SEC Chair Mary Jo White spoke about the future of securities disclosure reform in a speech yesterday before the National Association of Corporate Directors.
Ms. White noted that a common problem today is “information overload” – when investors are provided “too much” information – “a phenomenon in which ever-increasing amounts of disclosure make it difficult for an investor to wade through the volume of information she receives to ferret out the information that is most relevant.” The reasons for the increase are several: new rules issued by the Staff, legislative changes such as the Private Securities Litigation Reform Act, which led to a proliferation of risk factors, and the “say-on-pay” vote mandated by the Dodd-Frank Act, which led to 40+ pages of executive compensation disclosures, and a company’s decision (typically prompted by their counsel) to provide more information in an effort to reduce the risk of litigation.

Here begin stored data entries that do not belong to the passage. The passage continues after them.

PR #167, opened 2016-02-23
Add endpoints for ed25519 public key and hash preimage (RILP-95)

MatthewPhinney:


src/controllers/transfers.js
```diff
@@ -61,6 +61,17 @@ function * getStateResource () {
     id.toLowerCase(), signatureType, conditionState)
 }
 
+function getPublicKey () {
+  this.body = model.getPublicKey()
```
MatthewPhinney: Is it bad practice to not use a generator if there is no code in the endpoint that will run asynchronously? The code works as written, but maybe it would be clearer to have all endpoints use a generator. I'm not sure if there are performance trade offs.

src/lib/app.js
```diff
@@ -116,6 +116,8 @@ class App {
 
     router.get('/transfers/:id', transfers.getResource)
     router.get('/transfers/:id/state', transfers.getStateResource)
+    router.get('/transfers/:id/hash_preimage', transfers.getPreimage)
```
MatthewPhinney: The default behaviour for this endpoint is to return the preimage of the transfer's current state, unless the `condition_state` is specified as a query param, in which case we return the hash preimage for the specified state.

src/lib/app.js
```diff
@@ -116,6 +116,8 @@ class App {
...
+    router.get('/transfers/public_key', transfers.getPublicKey)
```
MatthewPhinney: I put this endpoint under transfers to emphasize that it returns the ed25519 key associated with the transfer condition.

src/lib/app.js
emschwartz: Wait, you mean return the hash, not the hash preimage. The preimage is the "fulfillment" / what you get when it's all done

src/controllers/transfers.js
clark800: I think you should only make a generator if necessary

src/models/transfers.js
```diff
@@ -74,6 +74,24 @@ function * getTransferStateReceipt (id, signatureType, conditionState) {
...
+    public_key: config.getIn(['keys', 'ed25519', 'public'])
+  }
+}
+
+function * getPreimage (transferId, state) {
+  if (!state) {
+    const transfer = yield db.getTransfer(transferId)
+    state = transfer ? transfer.state : 'nonexistent'
+  }
+  const conditionPreImage = makePreImage(transferId, state)
```
clark800: Sometimes it's `PreImage` sometimes `Preimage`

src/lib/app.js
emschwartz: This seems odd to me. Are there multiple keys? Even if there are it would seem more sensible to have an endpoint for getting keys and then have them listed based on what they're for.

Also, is it dangerous to make anyone rely on getting the public key over HTTPS? What if the signature scheme the ledger is using is more secure than TLS?

sentientwaffle:
Is this supposed to replace `/transfers/:transfer_id/state`, or just supplement it?

src/lib/app.js
MatthewPhinney: Yes, it returns a hash. The preimage of the hash is
```
{
    id: transfer_id,
    state: state,
    token: sign(sha512(transfer_id + ':' + state))
  }
```
Can you clarify how the hash is used by the sender?

MatthewPhinney:
> Is this supposed to replace /transfers/:transfer_id/state, or just supplement it?

I was actually wondering that, as well.

src/lib/app.js
emschwartz: The hash is used as the condition. The preimage is the signature

MatthewPhinney: How does anyone aside from the ledger know the preimage? Is this implemented in `five-bells-condition`?

sentientwaffle: No one besides the ledger is supposed to know the preimage until the condition is met, at which point the ledger attaches it as the fulfillment.

sentientwaffle:
@emschwartz: we need to distribute the ledgers' public key somehow (and the notaries' as well) -- is there a better way than over HTTPS?

I talked to @justmoon and I'm going to add the endpoint `/` that returns metadata about the ledger/notary, including the public_key.

@MatthewPhinney: `/transfers/:id/hash_preimage` is a misleading name, since it returns the digest and not the preimage. `getPreimage` returns a state+digest, not the preimage.

----

Instead of splitting `/transfers/:id/hash_preimage` out of `/state`, what about:

* `/transfers/:id/ed25519-sha512`: like /state, but no `type` parameter. Returns `{type, signer, public_key, message: {id,state}, signature}`
* `/transfers/:id/sha256`:
  * If `condition_state` is passed, returns `{type, signer, digest}` (where digest is the hash of the preimage that includes that state).
  * If `condition_state` is _not_ passed, returns `{type, signer, digest, message}` (where message is the preimage with the current state, and digest is the hash of that preimage).
* Remove the `/state` endpoint entirely.

This would also simplify the signed message schema.

justmoon:
> `/transfers/:id/ed25519-sha512`

What is that? Based on the URL I would guess it's the transfer object signed with ed25519. I definitely wouldn't expect it to be a different transfer state resource.

The crypto-conditions work is likely going to lead to a total overhaul of the /state endpoint. So here is what I suggest:

1. Add the `GET /` endpoint which returns a ledger resource that contains name of the ledger, currency name, currency symbol, currency code (all optional, configurable fields), public key (addressing RILP-95) and links to other API endpoints (compare https://api.github.com/)
2. Don't touch the /state endpoint for now. No need to make breaking changes to something that is about to be totally overhauled.

justmoon:
I'm closing this PR because the decision was not to change this right now pending deployment of the new crypto-conditions.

As required by the JOBS Act, the SEC Staff is reviewing current disclosure requirements to determine how to modernize and simplify the requirements, and to reduce the costs and other burdens of the disclosure requirements for emerging growth companies. Chair White said that the SEC expects to issue this report “very soon.”

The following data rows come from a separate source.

PR #168, opened 2016-02-24
[FEATURE] metadata endpoint: /

sentientwaffle:
Return metadata from `/`, which includes the ledger's `public_key` among other things.

/cc @justmoon

### DIFF
--- a/src/controllers/metadata.js
+++ b/src/controllers/metadata.js
@@ -1,0 +1,31 @@
+'use strict'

The areas of disclosure reform for future consideration noted by Chair White include:
- Use of a “core document” or “company profile” containing base information that would be updated as required with information about offering, financial statements and significant events.
- Elimination of repetitive disclosures in filings, such as “legal proceedings” for which the identical information can appear in a Form 10-K four or more times.
- Revision of the Industry Guides, which, except for oil and gas, have not been updated in decades.
- Consideration of whether the applicable disclosure timeframes should be shortened in light of the increased use and speed of technology, including social media and smart phones.
- Whether there are required disclosures that are not necessary for investors or that investors do not want, such as share prices, dilution disclosures and earnings to fixed charges ratios.
Hopefully, the SEC can quickly complete the remaining rules it is required to write under the Dodd-Frank Act and turns its attention to writing rules designed to streamline the disclosure process.